I posted that more as an example of the result of the EBU cancelling their vote. I think Ukraine were in the 1st semi-final. I'm guessing the irregularities came from countries Jurys doing deals to vote for each other to get to the final. But then again I think the votes from the Jurys for the final are awarded after they've watched the dress rehearsal of the semis so they're already to be announced on Saturday. Maybe it was just Jury votes being too political with voting 12 for Ukraine when they're meant to be judging the song.


----------



## gosub (May 15, 2022)

MrCurry said:


> Ok, so the “irregularities“ were benefitting Ukraine.  I wonder how the EBU knows that’s irregular then?  Or perhaps the members of those juries were telling EBU different things about how they voted to what the spokesperson of the jury was reporting. Sounds feasible.


or the 'regularities' were to benefit a significant financial contributor to the EBU that came second.


----------



## planetgeli (May 15, 2022)

> Georgia has only ever missed one contest since their debut, this was in 2009 when they had selected Stephane & 3G with “We Don’t Wanna Put In”. The EBU asked for Georgia to rewrite the lyrics of the song or change the song completely.


----------



## Indeliblelink (May 15, 2022)

planetgeli said:


>


Yeah I had to track it down on Youtube to remind myself about that one. It was the year Russia were the hosts too, they were ordered to change the lyrics they refused and pulled out.






						Georgia in the Eurovision Song Contest 2009 - Wikipedia
					






					en.wikipedia.org


----------



## MrCurry (May 15, 2022)

gosub said:


> or the 'regularities' were to benefit a significant financial contributor to the EBU that came second.


Do you mean you think the EBU is fiddling the voting by over riding the valid results of six national juries?


----------



## gosub (May 15, 2022)

MrCurry said:


> Do you mean you think the EBU is fiddling the voting by over riding the valid results of six national juries?
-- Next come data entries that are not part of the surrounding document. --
PR #1295, opened 2015-09-06
Semantc Serilog

rogeralsing:
This PR contains an alternative Serilog implementation.

The standard serilog implementation does not deal well with log templates of the `string.Format` kind.
That is. if there is a logging statement like so: `log.Debug("Bar {0}, Foo {1}",bar, foo)` , this will be logged as property `0` and property `1`.
Which gives very little value for log analyzers.

The logger in this PR, deals with both the specialized Serilog format, _and_ the old `string.Format` style log statements.
This is extremely useful since Akka.NET internally uses the `string.Format` approach, so if you want to analyze what is going on inside Akka.NET itself, this logger lets you do that.

The SemanticSerilogger here solves this by checking if a log statement use the `string.Format` style template, if so, it will extract any textual prefix before any property placeholder, like so:
`"Connecting to {0} using protocol {1}"` -> `"Connecting to {ConnectingTo} using protocol {UsingProtocol}"`

This is of-course a compromise, using semantic logging internally in Akka.NET would have been a better way to solve this.
But as a non-intrusive addition to the contrib packages, this works surprisingly well.

For example, the dashboard below is generated only from the built in logging statements inside Akka.NET(Remote+Cluster) using this logger
akkadashboard

The reason why I did not make this an addition to the default Serilogger package is that this also takes dependency on Sprache parsing library.
There are also some behaviors in the other Serilog package that I don't want to touch due to backwards compat issues.

### DIFF
--- a/src/Akka.sln
+++ b/src/Akka.sln
@@ -1,7 +1,7 @@
 ﻿
 Microsoft Visual Studio Solution File, Format Version 12.00
 # Visual Studio 2013
-VisualStudioVersion = 12.0.31101.0
+VisualStudioVersion = 12.0.40629.0
 MinimumVisualStudioVersion = 10.0.40219.1
 Project("{2150E333-8FDC-42A3-9474-1A3956D46DE8}") = "Examples", "Examples", "{69279534-1DBA-4115-BF8B-03F77FC8125E}"
 EndProject
--- a/src/contrib/loggers/Akka.Logger.Serilog/Akka.Logger.Serilog.csproj
+++ b/src/contrib/loggers/Akka.Logger.Serilog/Akka.Logger.Serilog.csproj
@@ -49,6 +49,8 @@
     </Compile>
     <Compile Include="Event\Serilog\SerilogLogMessageFormatter.cs" />
     <Compile Include="MessageTemplateCache.cs" />
+    <Compile Include="SemanticAdapter\FormatPart.cs" />
+    <Compile Include="SemanticAdapter\TemplateTransform.cs" />
     <Compile Include="SerilogLogMessageFormatter.cs" />
     <Compile Include="SerilogLogger.cs" />
     <Compile Include="Properties\AssemblyInfo.cs" />
--- a/src/contrib/loggers/Akka.Logger.Serilog/SemanticAdapter/FormatPart.cs
+++ b/src/contrib/loggers/Akka.Logger.Serilog/SemanticAdapter/FormatPart.cs
@@ -1,0 +1,16 @@
+﻿
+namespace Akka.Logger.Serilog.SemanticAdapter
+{
+    internal class FormatPart
+    {
+        public FormatPart(string text, int index)
+        {
+            Text = text;
+            Index = index;
+        }
+
+        public string Text { get;private set; }
+
+        public int Index { get;private set; }
+    }
+}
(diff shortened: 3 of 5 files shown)


src/contrib/loggers/Akka.Logger.SemanticSerilog/StringFormat.cs
```diff
@@ -0,0 +1,11 @@
+namespace Akka.Logger.SemanticSerilog
+{
+    internal class StringFormat
```
Horusiath: Maybe struct is a better choice?

src/contrib/loggers/Akka.Logger.SemanticSerilog/LogParser.cs
```diff
@@ -0,0 +1,24 @@
+using System.Collections.Generic;
+using Sprache;
+
+namespace Akka.Logger.SemanticSerilog
+{
+    internal static class LogParser
+    {
+        public static Parser<StringFormat> StringFormat =
```
Horusiath: Does the Sprache is really a justified dependency in this case? Doesn't this feel like taking a canon to kill a mosquito?

src/contrib/loggers/Akka.Logger.SemanticSerilog/StringFormat.cs
rogeralsing: Maybe, the templates are however cached, so it is a one time translation, thus the parsing perf/resource usage is largely irrelevant

src/contrib/loggers/Akka.Logger.SemanticSerilog/LogParser.cs
rogeralsing: Removed sprache dependency, so maybe this could go in the standard serilog package as just an alternative logger class

Mpdreamz:
I quite like the guestimate of the semantic names! I know this feature would be very be useful in the https://github.com/serilog/serilog-sinks-elasticsearch as well.

Since this no longer relies on sprache, could be something very useful to port back to serilog as an option? cc @nblumhardt @mivano

nblumhardt:
Definitely watching with interest!

I'd be hesitant to bake this into Serilog's core because the edge cases and assumptions would need to be baked in to, but given it's generally going to be applied at integration points where older code is being adapted it may be able to be packaged up as a library function and used in adapters?

There's also a question of event quality even in the Akka.NET case - laborious as it would be, sifting through the code and replacing `{0}`s with `{Name}`s will yield better results. Having an adapter from Serilog-style to indexed format strings is also much more straightforward and doesn't need any heuristics (the holes are always numbers `0..n`).

rogeralsing:
I have merged this implementaton with the original `SerilogLogger`, logging anything that contains serilog property names continue to work as previously, no change there.
But if an old string.format template is passed to serilog, it will apply the guesstimate for property names, as this is far better than just logging `{0}` for every property.

adamchester:
Would it be that difficult to switch to {name} format internally inside akka? Since it's possible to [reuse the Serlig code](https://github.com/adamchester/MessageTemplates)...

rogeralsing:
@adamchester it wouldnt be techically difficult, its more a question of what effects it has to existing users, performance etc.

Adding a bonus featrue to one of the loggers is a much less intrusive action than changng the internals of Akka.NET.
(I personally think we should change. but it needs to be decided first)

adamchester:
On the question of performance, I can help with that... Here's one sample

perf

Mpdreamz:
@adamchester mind opensourcing your benchmark code? I feel functionally liblog+serilog is a winning combo for library authors would be cool to see if those numbers can come down a bit.

adamchester:
This is the version that produced the above chart

https://github.com/adamchester/MessageTemplates/blob/8bea72188a987dacbb6697c4aae11b996febc698/tests/MessageTemplates.PerfTests/PerfTests.fsx

Feedback welcome...

Regards,
Adam Chester

Horusiath:
Is this ready to merge?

I think on the way Eurovision voting goes, that its more likely  Georgia gave Ukraine 12 points rather than UK.


----------



## Lord Camomile (May 15, 2022)

Indeliblelink said:


> Yeah I had to track it down on Youtube to remind myself about that one. It was the year Russia were the hosts too, they were ordered to change the lyrics they refused and pulled out.


So in the end, they didn't...


----------



## tommers (May 15, 2022)

gosub said:


> or the 'regularities' were to benefit a significant financial contributor to the EBU that came second.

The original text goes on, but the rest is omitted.